Washington (CNN) – The criminal conviction of a sex trafficker known as the “S&M Svengali” was reinstated by the Supreme Court on Monday.
The case gave the justices a rare visit to the shadowy world of sadomasochism and sex slavery.
The high court by a 7-1 vote allowed the original conviction of Glenn Marcus to stand. He had been sentenced to nine years in prison for the sexual abuse, physical mutilation, and psychological humiliation of a woman who had agreed to be photographed as his “sex slave.”
A federal appeals court in New York had dismissed the entire conviction, saying some of the offenses occurred before the 2000 Trafficking Victims Protection Act, which was used to prosecute Marcus.

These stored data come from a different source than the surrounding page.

PR #434, opened 2019-10-08
US105733 - add method to detect if search or filter is applied immediately

AlexBedley:
Previous PR: https://github.com/BrightspaceHypermediaComponents/activities/pull/385

Problem: In test, sometimes the filters would not be loaded before `_loadData` ran. This meant that `filtersApplied` was `undefined`. Thus in this case, the criteria would not be reset on an empty response.
Solution: Instead of waiting for `/filters` to load, just detect if the query string param is present in the `href`.

Obviously this solution breaks our design because now the UI knows too much about the filters implementation. But I can't think of any other way of doing it (short of the HM route returning this information - I think we should eventually do this). An advantage of this solution is that if we do go forward with lazily loading the filters then the features that rely on `filtersApplied` will still work.

What are your thoughts?

- [x] add tests for `_hasNonEmptyQueryParam`

### DIFF
--- a/components/d2l-quick-eval/d2l-quick-eval-activities.js
+++ b/components/d2l-quick-eval/d2l-quick-eval-activities.js
@@ -248,11 +248,15 @@ class D2LQuickEvalActivities extends mixinBehaviors(
 		}
 		this._loading = true;
 
+		if (this._initialLoad) {
+			this._setApplied();
+		}
+
 		if (this._initialLoad &&
 			entity.hasClass('empty') &&
 			(this.searchApplied || this.filterApplied)
 		) {
-			this._clearFilterAndSearch();
+			await this._clearFilterAndSearch();
 			this._initialLoad = false;
 			return;
 		}
@@ -323,6 +327,15 @@ class D2LQuickEvalActivities extends mixinBehaviors(
 		}
 		if (this.searchApplied) {
 			await this.clearSearchResults();
+		}
+	}
+
+	_setApplied() {
+		if (this._hasNonEmptyQueryParam(this.href, 'filter')) {
+			this.filterApplied = true;
+		}
+		if (this._hasNonEmptyQueryParam(this.href, 'collectionSearch')) {
+			this.searchApplied = true;
 		}
 	}
 
--- a/components/d2l-quick-eval/d2l-quick-eval-activities.js
+++ b/components/d2l-quick-eval/d2l-quick-eval-activities.js
@@ -249,7 +249,8 @@ class D2LQuickEvalActivities extends mixinBehaviors(
 		this._loading = true;
 
 		if (this._initialLoad) {
-			this._setApplied();
+			this.filterAppliedShortcut();
+			this.searchAppliedShortcut();
 		}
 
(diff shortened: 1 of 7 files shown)


components/d2l-quick-eval/d2l-quick-eval-activities.js
```diff
@@ -248,11 +248,15 @@ class D2LQuickEvalActivities extends mixinBehaviors(
 		}
 		this._loading = true;
 
+		if (this._initialLoad) {
+			this._setApplied();
```
cbusmand2l: Maybe have a `_setFilterApplied` and `setSearchApplied` in the respective behaviours, calling them both in this `if` block? That would keep the bulk of the new logic segregated, no?

AlexBedley: The reason I didn't do it this way is because I felt that sniffing the href for query params seemed hacky and I wanted to avoid polluting the behaviours with this QE-specific hack. Also since the search/filter behaviours don't have access to `d2l-siren-helper-behaviour`, I'd have to introduce a dependency or duplicate the `_hasNonEmptyQueryParam` code.

But it does keep the filter stuff in the filter behaviour.... I think if we planned on making this a "feature" of the filter behaviour then it might be ok to have this duplication.

cbusmand2l: Ah - I figured we could just keep the hacky part in the siren behaviour and use the filter/search `set` just be a wrapper for `_hasNonEmptyQueryParam` from the filter/search behaviour (since they're bundled together and we already do it with `_getHref`).

AlexBedley: oh wait you're right, they do have access to `d2l-siren-helper-behaviour`.

components/d2l-quick-eval/d2l-quick-eval-submissions.js
```diff
@@ -390,6 +394,15 @@ class D2LQuickEvalSubmissions extends mixinBehaviors(
 		}
 	}
 
+	_setApplied() {
+		if (this._hasNonEmptyQueryParam(this.href, 'filter')) {
```
maboelsoudd2l: Nit: in the spirit of the "UI knowing too much about the implementation of filter/search" we can also take this to the next level. I think the controller shouldn't know about `'collectionSearch'` and `'filter'`. i think we can create an abstraction in `d2l-siren-helper-behavior.js` is filter applied
```javascript
_isfilterApplied: function (href) {
    return this._hasNonEmptyQueryParam(href, 'filter');
},
_isSearchApplied: function (href) {
    return this._hasNonEmptyQueryParam(href, 'collectionSearch');
}
```

AlexBedley:
Alright I updated the PR based on both of your comments.

I gave the functions weird names (`Shortcut`) because I wanted to make it obvious that this is a hack and they should not be used unless absolutely necessary

AlexBedley:
> why is travis-CI failing tho?

ugh I forgot a semi-colon. Will update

But Justice Stephen Breyer said the procedural violations in this case were not so severe to justify throwing out the entire case, since some of the offenses clearly occurred after the law was passed.
“Given the tiny risk that the jury would have based its conviction upon those few pre-enactment days alone,” said Breyer, “a refusal to recognize such an error as a ‘plain error’; [and to set aside the verdict] is most unlikely to cast serious doubt on the fairness, integrity, or public reputation of the judicial system.”
Establishing a clear standard for “plain error” review when setting aside convictions has been a particularly tricky area of law for the Supreme Court in recent years.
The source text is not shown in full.